From Docker Compose Chaos to Kubernetes Clarity

How a 2023 avalanche of server crashes, a very calm-but-not-calm CEO on Slack, and 40 containers running on pure optimism finally pushed me to learn Kubernetes.

#Kubernetes#Docker#DevOps#Learning

From Docker Compose Chaos to Kubernetes Clarity


Container ships at a busy port — a fitting metaphor for orchestration

Container ships at a busy port — a fitting metaphor for orchestration


It was sometime in 2023. Our platform was collapsing regularly. Not "once in a blue moon" regularly. Not "we should probably look into that" regularly. More like "oh it's Tuesday, must be time for another outage" regularly.


A service would go down, the domino effect would start, and the CEO would come through on Slack with that specific kind of message — the one written in complete sentences, no typos, suspiciously calm — asking why the site was unreachable. We were losing customers. The team was running on caffeine and collective despair. Our stand-ups had a recurring item simply called "the crashes." No further elaboration needed. Everyone knew.

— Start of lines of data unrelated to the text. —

Issue #1263, opened 2020-07-15
Visual Defect Hunting - July 15, 2020


droshev:
- [x] Input - https://github.com/SAP/fundamental-styles/pull/1265
<img width="1102" alt="Screen Shot 2020-07-15 at 5 26 20 PM" src="https://user-images.githubusercontent.com/4380815/87597757-575db180-c6c0-11ea-8c74-a1e64e9ec5dc.png">

- [x] Page - most probably the same as the Input - https://github.com/SAP/fundamental-styles/pull/1265
Before: 
<img width="1792" alt="Screen Shot 2020-07-15 at 5 22 44 PM" src="https://user-images.githubusercontent.com/4380815/87597579-0a79db00-c6c0-11ea-9d11-d711a14767d6.png">

After: 
<img width="1636" alt="Screen Shot 2020-07-15 at 5 22 57 PM" src="https://user-images.githubusercontent.com/4380815/87597594-106fbc00-c6c0-11ea-8613-93d1808e85af.png">

- [x] Checkbox - https://github.com/SAP/fundamental-styles/pull/1264
<img width="426" alt="Screen Shot 2020-07-15 at 5 28 52 PM" src="https://user-images.githubusercontent.com/4380815/87597939-aefc1d00-c6c0-11ea-8496-1b01430a2772.png">

- [x] Shellbar buttons - https://github.com/SAP/fundamental-styles/pull/1266
before:
<img width="178" alt="Screen Shot 2020-07-15 at 7 48 53 PM" src="https://user-images.githubusercontent.com/4380815/87610783-4dde4480-c6d4-11ea-9b66-7446f5089e4c.png">
<img width="242" alt="Screen Shot 2020-07-15 at 7 48 49 PM" src="https://user-images.githubusercontent.com/4380815/87610785-4dde4480-c6d4-11ea-9bd2-23a9d23c55c6.png">
After
<img width="173" alt="Screen Shot 2020-07-15 at 7 50 04 PM" src="https://user-images.githubusercontent.com/4380815/87610819-664e5f00-c6d4-11ea-8581-2bdd11ee3392.png">
<img width="170" alt="Screen Shot 2020-07-15 at 7 50 01 PM" src="https://user-images.githubusercontent.com/4380815/87610821-664e5f00-c6d4-11ea-82eb-b6886b8b0060.png">

Before:
[...]

PR #1271, opened 2020-07-17
fix: center Panel expand button icon

salarenko:
## Related Issue
Part of: #1263

## Description
Alternative to #1268

Removes unnecessary styling causing icon misalignment.

### DIFF
--- a/src/mixins/_icons.scss
+++ b/src/mixins/_icons.scss
@@ -6,8 +6,6 @@
   @include fd-icon-base($position);
   @include fd-icon-glyph($key, $position);
 
-  font-family: "SAP-icons";
-
   &::#{$position} {
     @content;
   }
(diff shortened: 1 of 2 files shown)


src/mixins/_icons.scss
```diff
@@ -6,8 +6,6 @@
   @include fd-icon-base($position);
   @include fd-icon-glyph($key, $position);
 
-  font-family: "SAP-icons";
```
InnaAtanasova, line 9: why do you remove it?

InnaAtanasova:
I like this solution more than mine. I will close mine in favour of this one.

src/mixins/_icons.scss
salarenko: Take a look how this `@mixin` is used:
```
some-button {
   @include fd-icon('slim-arrow-right') {
      font-size: 1rem;
   }
}
```

Previous implementation was adding `font-family: "SAP-icons"` to both: `.some-button` and `.some-button::before`.
I don't think that modifying styling of `.some-button` is a valid thing because icon exists only on its pseudo-elements.

PR #1272, opened 2020-07-17
chore: update the deploy script

droshev:
update the deploy script


ci-scripts/publish.sh
```diff
@@ -30,5 +30,6 @@ npm publish
 # run this after publish to make sure GitHub finishes updating from the push
 npm run release:create -- --repo $TRAVIS_REPO_SLUG --tag $release_tag --branch master
 
-npm run docs:prod
+npm run build:prod
```
jbadan, line 33: npm run storybook-static then ✅

PR #1278, opened 2020-07-20
chore: 1204 new version of std version

### LINKED ISSUE #1204: migrate to standard version 8.0.0
At the moment the repository is using `standard-version` version `4.2.0` and the goal is to migrate to version `8.0.2`.

We are facing the same issue as https://github.com/conventional-changelog/standard-version/issues/604

[migrating](https://github.com/SAP/fundamental-styles/pull/1248) to standard-version 8.0.0 is blocked

rengare:
## Related Issue
Closes #1204 

## Description
PR migrate std version to 8.0.2 and upgrades nodejs ver to 12.18.2 in order to fix std versions for styles.
PR brings a nodejs script as a workaround till official response and actions are taken by owner of standard-version liblary


.travis.yml
```diff
@@ -1,5 +1,5 @@
 language: node_js
-node_js: 10.21.0
```
jbadan, line 2: I'm curious how this fixes it! Nice find! Is there a link to a test repo in travis showing it working?

If we need to change node version, we should also do it here: https://github.com/SAP/fundamental-styles/blob/master/.nvmrc

rengare: I'm still testing it so I'll find out if this works ;)

Issue #756, opened 2020-03-04
Button: use aria-disabled instead of disabled attribute


jbadan:
> ### Description
> For accessibility purposes, it will be better to use the aria-disabled attribute than the built-in `disabled` attribute to differentiate disabled Buttons.
> 
> * Use aria-disabled instead of disabled
> * Handle click/key events when disabled
> * Ensure styles are same
> * Add aria-live region to announce button state change
> 
> ### References
> https://axesslab.com/disabled-buttons-suck/
> and
> https://a11y-101.com/development/aria-disabled

Copied from https://github.com/SAP/fundamental-react/issues/889

Changes will need to be made in this library first to:
1. ensure styles are not affected
2. update documentation

PR #1293, opened 2020-07-24
feat: add screen-reader-only styles to button

Mike-Diaz:
## Related Issue
Closes SAP/fundamental-styles#756

## Description
- Add Styling
added `__instructions` with `screen-reader-only` styling to alert message for a `disabled` button with `allowFocusOnDisable` set to **true**. This text is used for screen readers to alert a user when a button is disabled or when it becomes enabled. 
This message should not be visible to a sighted user not using a screen reader. The button retains all styling previously in place. 

- Add aria-disabled
By using `aria-disabled="true"` without the `disabled` prop, a screen reader will be able to read the state of the button since the button will now be focusable and reachable by key navigation. The screen reader will read out the state of the button informing the user the button is disabled

Related to [Fix: focusable disabled button #1134](https://github.com/SAP/fundamental-react/pull/1134)

### Before:
Button_not_focusable_no_aria

### After:
- Focusable
Disabled_Button_Focusable1

### DIFF
--- a/src/button.scss
+++ b/src/button.scss
@@ -50,7 +50,7 @@ $block: #{$fd-namespace}-button;
   cursor: not-allowed;
 
   &:focus {
-    outline: none;
+    outline: solid;
   }
 }
 
--- a/src/button.scss
+++ b/src/button.scss
@@ -428,6 +428,10 @@ $block: #{$fd-namespace}-button;
     @include half();
   }
 
+  &__instructions {
+    @include fd-screen-reader-only();
+  }
+
   @include fd-hover() {
     @include buttonContainerHover();
   }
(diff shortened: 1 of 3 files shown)


jacobdevera:
There is currently no focus ring on the focusable disabled button. I think a focus ring of the same style as the other buttons should be added to it.

jbadan:
@Mike-Diaz I changed your title to `feat`. This repo was recently upgraded to use standard-version@8 🎉  That means we can use sane titles again,  feat = feature, fix = fix, chore = chore, docs = docs, what a world! 😆

jbadan:
@stefanoScalzo This is a feat. Like I said in my comment, we've upgraded to standard version@8. Therefore, a feature should be labeled as such.

Mike-Diaz:
@jacobdevera Focus ring is now enabled with the use of `is-disabled` and the absence of `disabled.

Mike-Diaz:
changed focus ring style from `solid` to `buttonFocus` for aria-disabled buttons.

Every time, I'd SSH into our single production VM — one EC2 instance, bless its heart, heroically attempting to run 40+ containers via Docker Compose — and find the same wall of container names: half "Restarting", half "Exited (137)". Out of memory. Docker just picking containers to kill like it was hosting a game show nobody signed up for. No orchestration. No self-healing. Just me running docker compose up -d and typing "should be back up now" in the team chat like everything was fine.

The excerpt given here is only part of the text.